Decision No. 13,527
Appeal of BETTY A. LORIZ from action of the Board of Education of the Liberty Central School District, Bradford Paddock, President of the Board of Education, Robert DeStefano; Kris Roth, Matthew Frumess and Philip Olsen, members of the Board of Education and Richard P. Beruk, Superintendent, regarding conduct of a school district election.
Decision No. 13,527
(December 21, 1995)
Anderson, Banks, Curran & Donoghue, Esqs., attorneys for respondent, Rochelle Auslander, Esq., of counsel
MILLS, Commissioner.--Petitioner challenges the results of a May 3, 1995 election in which four candidates were elected to the Board of Education of the Liberty Central School District ("respondent"). The appeal must be dismissed.
On April 6, 1995 respondent held a public budget hearing and presented four possible budget scenarios. On April 10, 1995, respondent adopted a budget proposal to present to the voters at the annual meeting on May 3, 1995. The proposed budget was defeated by a vote of 1153 to 312, and the four candidates whose names were on the ballot were elected to the board of education: Robert DeStefano, Matthew Frumess, Kris Roth and Philip Olsen. Four other individuals received write-in votes, but not enough for election. This appeal followed.

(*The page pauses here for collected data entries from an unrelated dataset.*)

PR #296, opened 2016-01-02
bind oninvalid

jab:
This enables binding to a paper-input's contained native input's `oninvalid` attribute, which allows setting completely custom error messages with something like `<paper-input ... oninvalid="setCustomValidity('Custom Message')")>`:

screen shot 2016-01-02 at 11 13 40

### DIFF
--- a/paper-input-behavior.html
+++ b/paper-input-behavior.html
@@ -224,6 +224,13 @@ subject to an additional IP rights grant found at http://polymer.github.io/PATEN
       },
 
       /**
+       * Bind this to the `<input is="iron-input">`'s `oninvalid` property.
+       */
+      oninvalid: {
+        type: String
+      },
+
+      /**
        * Limits the numeric or date-time increments.
        * Bind this to the `<input is="iron-input">`'s `step` property.
        */
--- a/paper-input.html
+++ b/paper-input.html
@@ -100,6 +100,7 @@ style this element.
         aria-labelledby$="[[_ariaLabelledBy]]"
         aria-describedby$="[[_ariaDescribedBy]]"
         disabled$="[[disabled]]"
+        title$="[[title]]"
         bind-value="{{value}}"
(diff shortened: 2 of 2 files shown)


jab:
This is a follow-on to #293 and was branched off that branch, so if this is merged it should merge and close that PR at the same time.

paper-input-behavior.html
```diff
@@ -224,6 +224,13 @@
...
+       * Bind this to the `<input is="iron-input">`'s `oninvalid` property.
+       */
+      oninvalid: {
+        type: String
+      },
+
+      /**
        * Limits the numeric or date-time increments.
        * Bind this to the `<input is="iron-input">`'s `step` property.
        */
```
notwaldorf: `onInvalid` is not a property, it's an event listener for the native `input's` `invalid` event: https://developer.mozilla.org/en-US/docs/Web/Events/invalid. It's not fired every time the validity is checked, but whenever `checkValidity` is called.

Here's a Jsbin explaining this: http://jsbin.com/yonoho/edit?html,console,output

I think that if you want to listen to the `invalid` event, it's fair that you'd have to listen on the nested element (so `paperInput.inputElement`), since it's a non-bubbling event. However, maybe it would be better if `iron-input` called `checkValidity` in its validate() method, rather than just checking the `valid` property.

jab: Thanks @notwaldorf and sorry for more n00b mistakes! Is PolymerElements/iron-input#70 what you meant?

notwaldorf: Yesss, but let me test that for a bit since it's a fairly big change. In any case, I think this PR can be closed :)

jab: Sounds good, closing. Thanks @notwaldorf.

notwaldorf: No worries! Glad I could help. Looking at the other PR now :)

Petitioner alleges that respondent failed to furnish the electorate with budget proposals on a timely basis. Petitioner further claims that respondent failed to properly inform voters regarding the write-in process, thereby denying 500 voters their right to vote. Petitioner also contends that there were improprieties at the polling place, resulting in an invalid election. Finally, petitioner alleges that the superintendent and assistant superintendent engaged in electioneering at the polling place. Respondent denies these allegations and asserts that petitioner has failed to demonstrate that any alleged improprieties affected the outcome of the election.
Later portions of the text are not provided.